TASK DETAILS:
Where does the word "appendices" appear in the data? Copy every line that holds it.

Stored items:
◇ ◇ ◇ ◇ ◇ ◇ ◇

Issue #219, opened 2016-05-21
Figures and Equations missing (nubered) captions


krOoze:
1. Some Figures in specification are missing numbered captions. Same for block equations.
As a result they are missing in the **List of Figures** and **List of Equations** in the HTML spec.
Well... or vice-versa: some have them and should not (I could live without the List of X...).

2. The examples are not in **List of Examples**.

3. Well, there is one item in the **List of Examples**, which I think was supposed to be a regular Note block.

4. [x] Considering the above, should investigate the Tables too...

oddhack:
The LOF should be fixed in the next update.

The LOE exists because those particular equations are linked from elsewhere in the spec, and it's not obvious how to remove them from the LOE without removing the links as well. I don't think we're likely to change that (or to mark up every other block equation gratuitously just so they're all in the LOE, as that's an undesired side-effect).

The LOExamples should be removed.

Finally if you'll identify any tables missing from that list, I'll take a look at that.

I say "should" as I don't expect any issues in cleaning all this up, but sometimes the WG decides to do something slightly different.

krOoze:
Investigated the tables and found missing tables and some emergent issues (concrete issues/fixes are in the referenced PR).

Also all those Command Properties tables are missing there, but I assume that's intentional...

oddhack:
LOF fixed, LOE unchanged, and LOExamples removed all per above. I'll keep this open to take a look at the issues in your PR.

krOoze:
This is fixed in 1.0.15 update as per above comment. Table problems follow-up is in #330.

PR #221, opened 2016-05-23
List of Tables fixes

krOoze:
Fixed:
- ~~3~~ [since 1.0.21] 2 missing tables relating to issue #219
- misformated names with underline
- missing link styling for MathJax elements

Most of those are trivial fixes, except:

One of the tables re-explains VkResult values. I removed that altogether, because that seemed redundant to the Return Codes block and 2.6.2 chapter.

To make math in links underlined I added CSS rule for inlineMedia class and its descendants to inherit decoration style (hopefuly form \<a\>). I made some assumptions and the rule uses evil *, so if someone knows CSS well, I could use some advice on that...


krOoze:
Abandoned in favor of Issue.

PR #222, opened 2016-05-23
Fixing variable names in math

krOoze:
This fixes the variable names with operator-like contents rendered with
extra space like this:
`struct. member` and `struct :: member`.

Fixed by replacing \mathit with \textit.

Could also be worth a styleguide note? And/or replace all the \mathit in the spec?
EDIT: Or moving the parameter names out of the math environment (and keeping only the operators in) could be viable for the simpler cases.


krOoze:
Abandoned in favor of an issue.

PR #225, opened 2016-05-24
Covering Get*ProcAddr() NULL return cases

krOoze:
Fixes emergent issue in #212 

Rewording in such a way `Get*ProcAddr()` returns NULL in all reasonable
error cases. Additions to previous version:

1) General cleanup and more clear and enforcing language

2) vkGetInstanceProcAddr returns NULL even for supported non-enabled
extension functions

3) really returns NULL for all recoverable errors (except for `pName == NULL` which is still inValid Usage)

Requesting advice:
- Not sure if it should include `pName == NULL` case. It does imply it even in the old version.
- Not sure if it should include `instance == valid instance` case and requesting freestanding command and `instance == NULL` and requesting instance commands
- ~~Not sure if `vkGetDeviceProcAddr()` can apply to some instance extensions' commands.~~ R: it can
- Not sure if `vkGetInstanceProcAddr()` can apply to some device extensions' commands.
- Not sure if requesting its own pointer should conceptually return NULL or a valid pointer.

### DIFF
--- a/doc/specs/vulkan/chapters/initialization.txt
+++ b/doc/specs/vulkan/chapters/initialization.txt
@@ -17,7 +17,7 @@ command:
 include::../protos/vkGetInstanceProcAddr.txt[]
 
   * pname:instance is the instance that the function pointer will be
-    compatible with.
+    compatible with, or `NULL` for commands not dependent on any instance.
   * pname:pName is the name of the command to obtain.
 
 include::../validity/protos/vkGetInstanceProcAddr.txt[]
@@ -31,21 +31,28 @@ Vulkan commands as well; if this is done, then applications that use only
 the core Vulkan commands have no need to use fname:vkGetInstanceProcAddr.
 
 Function pointers to commands that don't operate on a specific instance can:
-be obtained by using this command with pname:instance equal to `NULL`. The
-following commands can: be accessed this way:
+be obtained by using this command with pname:instance equal to `NULL`. Only
+pointers to the following commands can: be obtained this way:
 
   * flink:vkEnumerateInstanceExtensionProperties
   * flink:vkEnumerateInstanceLayerProperties
   * flink:vkCreateInstance
 
-If pname:instance is a valid sname:VkInstance, function pointers to any
-commands that operate on pname:instance or a child of pname:instance can: be
-obtained. The returned function pointer must: only be called with a
-dispatchable object (the first parameter) that is a child of pname:instance.
+If pname:instance is a valid sname:VkInstance, then function pointer to any
+command from any of the following groups can: be obtained:
 
-If pname:pName is not the name of a core Vulkan command, or is an
-extension command for any extension not supported by any available layer or
-implementation, then fname:vkGetInstanceProcAddr will return `NULL`.
+  * core Vulkan commands
+  * commands of instance extensions enabled for pname:instance
+  * commands of device extensions enabled for a valid sname:VkDevice child
+    object of pname:instance
+
+Any other valid usage of fname:vkGetInstanceProcAddr command must:
+return `NULL`.
+
+If pname:instance is a valid sname:VkInstance and the command does return a
+valid (non-`NULL`) function pointer, then the returned function pointer
+must: only be called with a dispatchable object (the first parameter) being
+pname:instance or its child.
 
 ifdef::editing-notes[]
 [NOTE]
@@ -79,17 +86,27 @@ command:
 include::../protos/vkGetDeviceProcAddr.txt[]
 
   * pname:device is the logical device that provides the function pointer.
-  * pname:pName is the name of any Vulkan command whose first parameter
-    is one of
-  ** sname:VkDevice
-  ** sname:VkQueue
-  ** sname:VkCommandBuffer
-
-If pname:pName is not the name of one of these Vulkan commands, and is
-not the name of an extension command belonging to an extension enabled for
-pname:device, then fname:vkGetDeviceProcAddr will return `NULL`.
+  * pname:pName is the name of Vulkan device dependent command.
 
 include::../validity/protos/vkGetDeviceProcAddr.txt[]
+
+For any command which takes a first parameter of any of the following types:
+
+  * sname:VkDevice
+  * sname:VkQueue
+  * sname:VkCommandBuffer
+
+and at the same time being from any of the following groups function pointer
+can: be obtained:
+
+  * core Vulkan commands
+  * commands of instance extensions enabled for the sname:VkInstance parent
+    object of pname:device
+  * commands of device extensions enabled for pname:device
+
+Any other valid usage of fname:vkGetDeviceProcAddr command must:
+return `NULL`.
+
 
 [[initialization-instances]]
 == Instances
--- a/src/spec/vk.xml
+++ b/src/spec/vk.xml
@@ -2994,17 +2994,11 @@ maintained in the master branch of the Khronos Vulkan Github project.
             <proto><type>PFN_vkVoidFunction</type> <name>vkGetDeviceProcAddr</name></proto>
             <param><type>VkDevice</type> <name>device</name></param>
             <param len="null-terminated">const <type>char</type>* <name>pName</name></param>
-            <validity>
-            </validity>
         </command>
         <command>
             <proto><type>PFN_vkVoidFunction</type> <name>vkGetInstanceProcAddr</name></proto>
             <param optional="true"><type>VkInstance</type> <name>instance</name></param>
             <param len="null-terminated">const <type>char</type>* <name>pName</name></param>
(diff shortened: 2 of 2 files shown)


doc/specs/vulkan/chapters/initialization.txt
```diff
@@ -43,9 +43,13 @@ commands that operate on pname:instance or a child of pname:instance can: be
 obtained. The returned function pointer must: only be called with a
 dispatchable object (the first parameter) that is a child of pname:instance.
 
-If pname:pName is not the name of a core Vulkan command, or is an
-extension command for any extension not supported by any available layer or
-implementation, then fname:vkGetInstanceProcAddr will return `NULL`.
+If pname:pName is not the name of one of these Vulkan commands, and is not
```
courtney-g: "these" is not clear. Is that a reference to the EnumerateInstance* and vkCreateInstance?
Shouldn't that be: If pname:pName is not the name of a core Vulkan command and is not ...

doc/specs/vulkan/chapters/initialization.txt
```diff
@@ -85,9 +89,12 @@ include::../protos/vkGetDeviceProcAddr.txt[]
   ** sname:VkQueue
   ** sname:VkCommandBuffer
 
-If pname:pName is not the name of one of these Vulkan commands, and is
-not the name of an extension command belonging to an extension enabled for
-pname:device, then fname:vkGetDeviceProcAddr will return `NULL`.
+If pname:pName is not the name of one of these Vulkan commands, and is not
```
courtney-g: Same here. "these" is not clear to me.

krOoze: Well, was there before... also follows DRY principle.
What do you sugest?

doc/specs/vulkan/chapters/initialization.txt
krOoze: Made to match `DeviceGetProc()` version. Though the situation is more complicated because it references two paragraphs above not just one....

doc/specs/vulkan/chapters/initialization.txt
courtney-g: Okay, here "these" refers to any Vulkan command whose first parameter is one of VkDevice, VkQueue or VkCommandBuffer. With the description  immediately above the statement "If pname:pName ..." it's okay.

doc/specs/vulkan/chapters/initialization.txt
courtney-g: Right, it's the intervening paragraph that makes "these Vulkan commands" fuzzier.

instance==NULL should only apply to EnumerateInstance* and CreateInstance.
instance== valid VkInstance applies to everything else (all core Vulkan commands as well as enabled instance extension functions.)

How about:
If pname:pName is not a core Vulkan command and is not the name of an enabled instance extension command, then fname:vkGetInstanceProcAddr must: return 'NULL'.

krOoze: Was there before and perhaps should be done to trivialy fix the immediate problem of supportted vs enabled. But IMHO it has these issues:

1) Redefines what is said above. For perfection would need a chapter rewrite so that all of that links to same definition of "core Vulkan command" and "extension command".

2) What about the case `instance == NULL` and getting core  command or extension command?

3) What about the case of `instance == valid` and getting freestanding command?

krOoze:
I am tempted to change it once more to something simpler approximately alike to:

> For any case not covered above the command must return `NULL`.

Would that make any sense?

courtney-g:
I've come to a similar conclusion. There is some related work happening in a Khronos thread. Once that settles out I'll update this PR with the updated language and left folks comment.

courtney-g:
I believe this is now fixed with the 1.0.18 spec release.

krOoze:
@courtney-g IMHO, not really. The branch is rebased so you can judge from diff yourself...

**Most importantly:**
In .18 only change was the VU for vkGet**Device**ProcAddr was removed.
But VU still present for vkGet**Instance**ProcAddr. This PR also fixes that and moves that to description section.

doc/specs/vulkan/chapters/initialization.txt
```diff
@@ -17,7 +17,7 @@ command:
 include::../protos/vkGetInstanceProcAddr.txt[]
 
   * pname:instance is the instance that the function pointer will be
-    compatible with.
+    compatible with, or `NULL` for commands not dependent on any instance.
```
courtney-g: Okay, but that is covered in the Valid Usage.
> If instance is NULL, pName must be one of: vkEnumerateInstanceExtensionProperties, vkEnumerateInstanceLayerProperties or vkCreateInstance

doc/specs/vulkan/chapters/initialization.txt
```diff
@@ -31,21 +31,28 @@ Vulkan commands as well; if this is done, then applications that use only
...
+  * commands of device extensions enabled for a valid sname:VkDevice child
+    object of pname:instance
+
+Any other valid usage of fname:vkGetInstanceProcAddr command must:
+return `NULL`.
+
+If pname:instance is a valid sname:VkInstance and the command does return a
+valid (non-`NULL`) function pointer, then the returned function pointer
+must: only be called with a dispatchable object (the first parameter) being
+pname:instance or its child.
```
courtney-g: Could you provide some more rational for this change?
I'm not seeing an issue with the original text, would like to understand your perspective.

doc/specs/vulkan/chapters/initialization.txt
```diff
@@ -31,21 +31,28 @@ Vulkan commands as well; if this is done, then applications that use only
...
-dispatchable object (the first parameter) that is a child of pname:instance.
+If pname:instance is a valid sname:VkInstance, then function pointer to any
+command from any of the following groups can: be obtained:
 
-If pname:pName is not the name of a core Vulkan command, or is an
-extension command for any extension not supported by any available layer or
-implementation, then fname:vkGetInstanceProcAddr will return `NULL`.
+  * core Vulkan commands
+  * commands of instance extensions enabled for pname:instance
+  * commands of device extensions enabled for a valid sname:VkDevice child
```
courtney-g: This is not correct.
Right now, the behavior for GetInstanceProcAddr when given a device function name implemented by the system (e.g. can live in the ICD, loader or layer) is to return a function pointer to trampoline code. The extension still needs to be enabled to function, but app would have a valid function pointer.

That was the intent of:
> If pname:pName is not the name of a core Vulkan command, or is an extension command for any extension not supported by any available layer or implementation, then fname:vkGetInstanceProcAddr will return `NULL`.

Maybe a table would be a more appropriate explanation.

sname:VkInstance | pname:pName | return value
------------ | ------------- | ------------
NULL | flink:vkEnumerateInstanceExtensionProperties | fp
NULL | flnk:vkEnumerateInstanceLayerProperties | fp
NULL | flink:vkCreateInstance | fp
NULL | * (any pname:pName not covered above) | NULL
instance | core Vulkan command | fp
instance | enabled instance extension commands for pname:instance | fp
instance | available device extension commands for pname:instance | fp
instance | * (any pname:pName not covered above) | NULL
invalid instance | * | undefined

doc/specs/vulkan/chapters/initialization.txt
krOoze: In this line the only point is so the description doesn't lie (if it is "the instance" then it can't be NULL -- so it must be stated too)

>  Currently Valid Usage says that if instance is NULL, pName can only be those three calls and everything else is "undefined"

Precisely, if it is in VU, then the case `instance==NULL` and not one of the three command names is undefined behavior.
I think (and I could be wrong) that the intention is to return NULL in that case too instead.
(Same for the "must not" VU except the oposite is undefined behavior.)

doc/specs/vulkan/chapters/initialization.txt
krOoze: Nice table!

What's "available extension" then? Some union of all supported extensions of all PhysDevices in `instance`? Or just registered extensions?

I assume invalid string (`NULL` pointer) is meant to be undefined too... And maybe some OS can return NULL on general failure too (though I removed mention of this in this version...)

doc/specs/vulkan/chapters/initialization.txt
krOoze: If you mean just this one paragraph:

I did it to separate the two topics sharing single paragraph on original L41. Turns out I needed to do it anyway to be able to list the cases as bullet list.

courtney-g: I'm liking the table form. Defines what happens for all situations and feels less wordy. I'd just replace all the descriptive text with the table.

courtney-g:
Posted #273 for review.

PR #227, opened 2016-05-24
VkDebugMarkerObjectNameInfoEXT instead of VkDeviceCreateInfo

SaschaWillems:
Example 1 of the VK_EXT_debug_marker specification was erroneously using a VkDeviceCreateInfo structure instead of VkDebugMarkerObjectNameInfoEXT  to set the debug object name for the image.


baldurk:
Whoops! My mistake there.

:+1:

krOoze:
@baldurk That nonsense is still in there. Probably forgot about this?

TobiasHector:
@SaschaWillems This looks like a no brainer, but since you've opened the PR we need to you accept the CLA before we can accept this - there's no merge conflicts so it should be straightforward to accept this once you do so.

oddhack:
Woops. I didn't notice this wasn't merging to the 1.0 branch, since the PR predated the single-branch model. I'll do that in the internal process for this week's release and push it back to github.

PR #228, opened 2016-05-29
Fix three figures still missing from LOF

krOoze:
relates to issue #219 

- Fix 3 figures missing from LOF.
- Also updating them to new style from 1.0.15 styleguide.
- tweaked source (used open format instead - don't have new Office, everything else renders the original differently or can't get good SVG out of it)
- changed print widths for esthetics
- tested with XHTML and PDF output


krOoze:

Issue #220, opened 2016-05-21
Eventually replace use of scalar dot operator with LaTeX / Unicode \times symbol.


krOoze:
1) ~~(2x) The chapter mentions **c** but then works with **f'** instead.~~ fixed in 1.0.15

2) ~~(2x) The equation uses cross/cartesian product symbol instead of scalar multiplication dot.~~ Resolution: specmaker prefers cross style. -> elsewhere dot multiplication is used incorrectly in styleguide and ch. 2.7.1

3) ~~(2x)~~

> [...]integer values with exactly b bits which are closest to the floating-point value r (where rounding to nearest is preferred).

~~"is preferred"? Is that a **must**("is preferred by the implementation") or a **should**("the specification would prefer implementation to do so")?~~ fixed in 1.0.15

4) ~~(2x)~~ (1x) - one case fixed in 1.0.15

> If r is equal to an integer, then that integer value is returned. In particular, if f is equal to 0.0 or 1.0, then f′ must be assigned 0 or 2b−1 , respectively.

Again avoiding the keyword. Is the first sentence **must** and the second an interesting note? Or is it **should** and the second sentence some minimal guarantee?

5)

> This equation is used everywhere that floating-point values are converted to signed normalized fixed-point, including when querying floating-point state and returning [signed??] integers, as well as for specifying signed normalized texture or framebuffer values using floating-point.

~~Should "signed" be in the place I made a note in the quote?~~ fixed in 1.0.15

6) ~~On some occasions in the spec max functions are written as: max{} instead of max(). (In ch.2.8.1, 24.6.3)~~ fixed in 1.0.15, though now I see why { was there - the renderer renders them too small for their content

oddhack:
Most of this will get cleaned up in the next update. The symbol for (2) is not the cross product symbol, it's the LaTeX \times symbol, and is used consistently (unless we missed a few cases), so that's not going to change.

krOoze:
I suppose that's one of those cultural things... We never use cross for regular multiplication (they teach it in elementary school, then later we are told it's wrong usage :) ).

Well, in that case ch.2.7.1 uses dot for multiplication.

oddhack:
[...]

PR #229, opened 2016-05-29
Fix small parentheses to fit content

krOoze:
Tweaking Latex math to make parentheses right size for the content. Related to issue  #220 .


krOoze:

PR #230, opened 2016-05-29
Fixing must: omitted in 1.0.15 change

krOoze:
as per remains in issue #220


krOoze:

PR #1154, opened 2020-01-05
Prevent primary with both ONE_TIME and SIMULTANEOUS_USE

krOoze:
Having primary command buffer with both `VK_COMMAND_BUFFER_USAGE_ONE_TIME_SUBMIT_BIT` and `VK_COMMAND_BUFFER_USAGE_SIMULTANEOUS_USE_BIT` does not make sense. Cannot submit multiple times to make use of simultaneous flag.

For secondaries `SIMULTANEOUS` controls whether they can be recorded multiple times, so the situation is different.

### DIFF
--- a/chapters/cmdbuffers.txt
+++ b/chapters/cmdbuffers.txt
@@ -589,12 +589,12 @@ include::{generated}/api/protos/vkBeginCommandBuffer.txt[]
 ****
   * [[VUID-vkBeginCommandBuffer-commandBuffer-00049]]
     pname:commandBuffer must: not be in the <<commandbuffers-lifecycle,
-    recording or pending state>>.
+    recording or pending state>>
   * [[VUID-vkBeginCommandBuffer-commandBuffer-00050]]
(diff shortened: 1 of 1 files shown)


chrisforbes:
Hang on -- this converts a "probably not useful but well-defined" corner into UB. Today it's perfectly valid to create a primary with both of these flags, and submit it once.

krOoze:
@chrisforbes Yes. Another option could be Best Practices Layer check.

Tobski:
Corner cases like this are usually inadvertent rather than deliberate, and are definitely not tested - it’s thus unclear that this would actually work. So yes you’re right it’s technically defined - but we didn’t really intend it to be. Hence supporting this change.

Tobski:
The Vulkan WG discussed and agreed with my response - in cases like this the choice boils down to "write CTS tests for it" or "make it invalid and write validation for it". We didn't see value in ensuring this behavior worked across all implementations (via CTS testing), so are happy with this change.

PR #1157, opened 2020-01-08
Add anchor handles to chapters and VUIDs

krOoze:
- add anchor handles to chapters
   - chunked already had them sneaked in with the build script, so replace with the asciidoctor feature. Difference is it is on the left of the chapter header instead. Also the symbol is different (but that can be changed in the CSS).
- add similar anchor handles to each VU

It is pretty standard on modern websites (such as here on GitHub when viewing md file). Helps people to link to stuff without having to fish inside the html source for the anchor ids. Additionally makes the VUID of VU more visible (hovering over link usually shows the URL, as well as clicking it should apply it to the address bar).

preview: http://vulkan.hys.cz/orig/pr1157/vkspec.html
hover mouse over a chapter header, or over a VU statement to see a clickable link symbol.

### DIFF
--- a/Makefile
+++ b/Makefile
@@ -212,6 +212,9 @@ GENDEPENDS     = $(APIDEPEND) $(VALIDITYDEPEND) $(HOSTSYNCDEPEND) $(METADEPEND)
 # All non-format-specific dependencies
 COMMONDOCS     = $(SPECFILES) $(GENDEPENDS)
 
+# Script to add href to anchors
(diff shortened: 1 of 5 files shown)


oddhack:
This is one of those cases where it would help us if you would describe what the functional improvement or change resulting from this PR is - how does it help someone reading the document?

krOoze:
@oddhack edited some info into the OP.

Tobski:
Ok now I know what this is I am very happy to see this change - thanks @krOoze! This will save some lookup headaches 🎉

PR #1164, opened 2020-01-15
Update vkGet*ProcAddr example usage

Jormungardian:
Updating the example usage to align closer to spec defining this as an instance extension.
https://www.khronos.org/registry/vulkan/specs/1.2-extensions/man/html/VK_EXT_debug_utils.html

### DIFF
--- a/appendices/VK_EXT_debug_utils.txt
+++ b/appendices/VK_EXT_debug_utils.txt
@@ -138,8 +138,8 @@ happens and the third will log warnings to stdout.
     VkDebugUtilsMessengerEXT cb1, cb2, cb3;
 
     // Must call extension functions through a function pointer:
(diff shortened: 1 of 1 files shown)


pdaniell-nv:
This is the correct change, but you have to be a little careful you don't bump into this loader bug:
https://github.com/KhronosGroup/Vulkan-Loader/issues/116

Jormungardian:
@pdaniell-nv Thanks for looking at this and thanks for making me aware of that regression. Through my testing on different vendor configs and drivers I did see different behaviors when getting this function pointers with vkGetDeviceProcAddr (some would return valid pointers and some wouldn't) which I wasn't sure what to attribute it to.

oddhack:
@jekstrand I think we agreed to close this once internal !3567 was published, which has happened - do you want to take care of that?

jekstrand:
Yup.  The new spec language makes the old text valid (and probably preferable for performance).

PR #1168, opened 2020-01-29
Reserve Codeplay vendor ID

EwanC:
Codeplay Software Ltd is a ISV, and as such doesn't have a PCIe ID to use for the `VkPhysicalDeviceProperties::vendorID` in our [ComputeAorta](https://codeplay.com/products/computesuite/computeaorta) product.

Reserve the next free ID from `VkVendorId` in vk.xml


EwanC:
Do I need to make a second matching PR against https://github.com/KhronosGroup/Vulkan-Headers/blob/master/registry/vk.xml ?

oddhack:
@EwanC you do not. Vulkan-Headers gets updated when a new spec update is generated. However, be aware that we probably won't be doing a spec update until February 17th, due to the upcoming F2F meeting. Also, you need to execute the CLA before this can be merged. Since Codeplay is a Khronos member, it's a bit easier if you submit the MR against the internal vulkan gitlab repo, but we can work with this.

◇ ◇ ◇ ◇ ◇ ◇ ◇

EXPECTED ANSWER:
--- a/appendices/VK_EXT_debug_utils.txt
+++ b/appendices/VK_EXT_debug_utils.txt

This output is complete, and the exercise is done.